# Problem statement:
Repeat only the lines running from the beginning of the material through the line that contains "case, and threads".

# Data for processing:
○ ○ ○ ○

PR #98501, opened 2026-08-30
fix(tui): give the terminal client the desktop's todo-revision parity

nftpoetrist:
## Summary

The revisioned-snapshot/merge treatment desktop's todo panel got across several recent commits (`cf692532cf` merge-not-replace, `393af4a310` revisioned snapshots + `todo.updated` event, `58523f284c` unversioned-patch handling) never reached the `ui-tui` terminal client. Concretely, at current main:

- `createGatewayEventHandler.ts` has no `case 'todo.updated':` — the backend's dedicated full-snapshot event (`tui_gateway/server.py`'s `_on_tool_complete`, emitted specifically so "every client can reconcile immediately without interpreting provider text or partial merge arguments") is silently dropped.
- `turnController.recordTodos()` applies any update it receives with no revision watermark, so an out-of-order/stale update could clobber a newer one.
- `session.resume`/`session.activate` responses carry a `todo_state` snapshot (`tui_gateway/methods_session.py` via `_attach_todo_state`), but `useSessionLifecycle.ts` never reads it — resuming or switching to a session silently drops its live task list until the next tool event.

## Changes

Ports the same design `apps/desktop/src/store/todos.ts` already uses:

- `turnStore.ts`: adds a `todoRevision` watermark to `TurnState`.
- `turnController.ts`: `recordTodos()` gains an optional revision param and rejects a stale (lower) revision instead of applying it over newer state; a revision-less update (the `tool.start`-shaped patch case) always applies without moving the watermark, matching desktop's `acceptRevision()`. New `applyTodoSnapshot()` backs both the live `todo.updated` event and session restore — on an idle session it drops (instead of re-pinning) a still-active list, since that means the prior turn ended without a final update and the list is stale.
- `createGatewayEventHandler.ts`: adds the `todo.updated` case, and threads `payload.revision` through `tool.complete`.
- `useSessionLifecycle.ts`: `activateLiveSession`/`resumeById` now apply `r.todo_state` via `applyTodoSnapshot(..., running)`.
- `gatewayTypes.ts`: adds `revision` to the `tool.complete` payload, a `todo.updated` event variant, and `todo_state` on `SessionResumeResponse`/`SessionActivateResponse`.

## Test plan

- [x] New unit tests for the revision watermark and `applyTodoSnapshot()` (unrevisioned patch applies, increasing revisions apply, a stale revision is rejected, a live active snapshot applies, an idle-resume active snapshot is dropped, an unused-store snapshot is ignored) in `turnControllerTodos.test.ts`.
- [x] New `createGatewayEventHandler.test.ts` cases: `todo.updated` applies a snapshot with no prior `tool.start`; a stale `tool.complete` revision arriving after a newer `todo.updated` is rejected.
- [x] Mutation-verify: reverted the production changes and confirmed all 8 new tests fail with the expected assertions, then restored them and confirmed all pass.
- [x] `npx tsc --noEmit` clean.
- [x] Full `ui-tui` vitest suite: 1733 passed, 3 skipped, 1 pre-existing unrelated failure (`execFileNoThrow.test.ts`, a timing-sensitive subprocess test that fails independently of this change on this machine's Python).

## Competitor check

Searched `gh pr list`/`gh issue list` for "ui-tui todo", "todo.updated ui-tui", "turnController todo revision", "todo revision watermark" (state=all) — no open or duplicate PR touches `ui-tui`'s todo handling. The only related recent work is `#98326` (merged as commit `58523f284c`, already on `main` at this PR's base), which fixed an analogous unversioned-revision regression on the **desktop** side — this PR brings `ui-tui` up to the same design that fix reinforced, it doesn't touch the same files.

### DIFF
--- a/ui-tui/src/__tests__/createGatewayEventHandler.test.ts
+++ b/ui-tui/src/__tests__/createGatewayEventHandler.test.ts
@@ -183,6 +183,32 @@ describe('createGatewayEventHandler', () => {
     expect(getTurnState().todos).toEqual(todos)
   })
 
+  it('applies a todo.updated full-snapshot event even with no prior tool.start', () => {
+    const appended: Msg[] = []
+    const todos = [{ content: 'Boil water', id: 'boil', status: 'in_progress' }]
+    const onEvent = createGatewayEventHandler(buildCtx(appended))
+
+    onEvent({ payload: { revision: 1, todos }, type: 'todo.updated' } as any)
+
+    expect(getTurnState().todos).toEqual(todos)
+  })
+
+  it('rejects a stale tool.complete revision after a newer todo.updated already landed', () => {
+    const appended: Msg[] = []
+    const onEvent = createGatewayEventHandler(buildCtx(appended))
+
+    onEvent({
+      payload: { revision: 2, todos: [{ content: 'x', id: 'a', status: 'completed' }] },
+      type: 'todo.updated'
+    } as any)
+    onEvent({
+      payload: { name: 'todo', revision: 1, todos: [{ content: 'x', id: 'a', status: 'pending' }], tool_id: 't1' },
+      type: 'tool.complete'
+    } as any)
+
+    expect(getTurnState().todos).toEqual([{ content: 'x', id: 'a', status: 'completed' }])
+  })
+
   it('prints compaction progress status into the transcript', () => {
     const appended: Msg[] = []
     const ctx = buildCtx(appended)
--- a/ui-tui/src/__tests__/turnControllerTodos.test.ts
+++ b/ui-tui/src/__tests__/turnControllerTodos.test.ts
@@ -36,3 +36,69 @@ describe('turnController.recordTodos — preserves the parent field', () => {
     expect(getTurnState().todos).toEqual([{ content: 'x', id: 'a', status: 'pending' }])
   })
 })
+
+// A revision watermark (mirroring apps/desktop/src/store/todos.ts's
+// acceptRevision) must reject an out-of-order snapshot instead of letting a
+// late-arriving stale event undo a newer one already on screen.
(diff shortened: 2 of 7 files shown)


Enough1122:

### PR #98501 — fix(tui): give the terminal client the desktop's todo-revision parity

**Summary:** Brings desktop's revisioned todo snapshot/merge to `ui-tui`. Adds `todo.updated` case to `createGatewayEventHandler` (`ui-tui/src/app/createGatewayEventHandler.ts:132`), `tool.complete.revision` plumbing, `turnController` revision watermark `acceptTodoRevision()`/`recordTodos(value, revision)`/`applyTodoSnapshot(value, revision, running)` (`ui-tui/src/app/turnController.ts:166`), `todoRevision: null|number` in `turnStore`, and `todo_state` restore on `session.resume`/`session.activate` via `useSessionLifecycle`. Mirrors `apps/desktop/src/store/todos.ts` semantics: unrevisioned always applies, stale (< current) rejected, live snapshot or idle-completed list applies, idle still-active list dropped to avoid re-pinning stuck panel, empty+revision0 ignored as unused-store.

- `isTodoRevision` (`Number.isSafeInteger && >=0`) rejects floats/negatives — correct. `acceptTodoRevision` updates watermark only when `current !== revision` so duplicate revisions are idempotent.
- `applyTodoSnapshot` running=true for `todo.updated` (always live) and `running` param for session restore matches desktop's `restoreSessionTodosFromSnapshot` — dropping an idle `in_progress`/`pending` list prevents ghost panels after reconnect.
- Tests cover both `createGatewayEventHandler` full-snapshot without prior `tool.start` and stale-revision rejection, plus `turnController` `recordTodos`/`applyTodoSnapshot` edge cases — good parity coverage.

**Verdict:** Correct narrow parity fix; mirrors desktop behavior exactly. No blocking issues.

○ ○ ○ ○

# Response to the exercise:
PR #98501, opened 2026-08-30
fix(tui): give the terminal client the desktop's todo-revision parity

nftpoetrist:
## Summary

The revisioned-snapshot/merge treatment desktop's todo panel got across several recent commits (`cf692532cf` merge-not-replace, `393af4a310` revisioned snapshots + `todo.updated` event, `58523f284c` unversioned-patch handling) never reached the `ui-tui` terminal client. Concretely, at current main:

- `createGatewayEventHandler.ts` has no `case 'todo.updated':` — the backend's dedicated full-snapshot event (`tui_gateway/server.py`'s `_on_tool_complete`, emitted specifically so "every client can reconcile immediately without interpreting provider text or partial merge arguments") is silently dropped.
- `turnController.recordTodos()` applies any update it receives with no revision watermark, so an out-of-order/stale update could clobber a newer one.
- `session.resume`/`session.activate` responses carry a `todo_state` snapshot (`tui_gateway/methods_session.py` via `_attach_todo_state`), but `useSessionLifecycle.ts` never reads it — resuming or switching to a session silently drops its live task list until the next tool event.

## Changes

Ports the same design `apps/desktop/src/store/todos.ts` already uses:

- `turnStore.ts`: adds a `todoRevision` watermark to `TurnState`.
- `turnController.ts`: `recordTodos()` gains an optional revision param and rejects a stale (lower) revision instead of applying it over newer state; a revision-less update (the `tool.start`-shaped patch case) always applies without moving the watermark, matching desktop's `acceptRevision()`. New `applyTodoSnapshot()` backs both the live `todo.updated` event and session restore — on an idle session it drops (instead of re-pinning) a still-active list, since that means the prior turn ended without a final update and the list is stale.
- `createGatewayEventHandler.ts`: adds the `todo.updated` case, and threads `payload.revision` through `tool.complete`.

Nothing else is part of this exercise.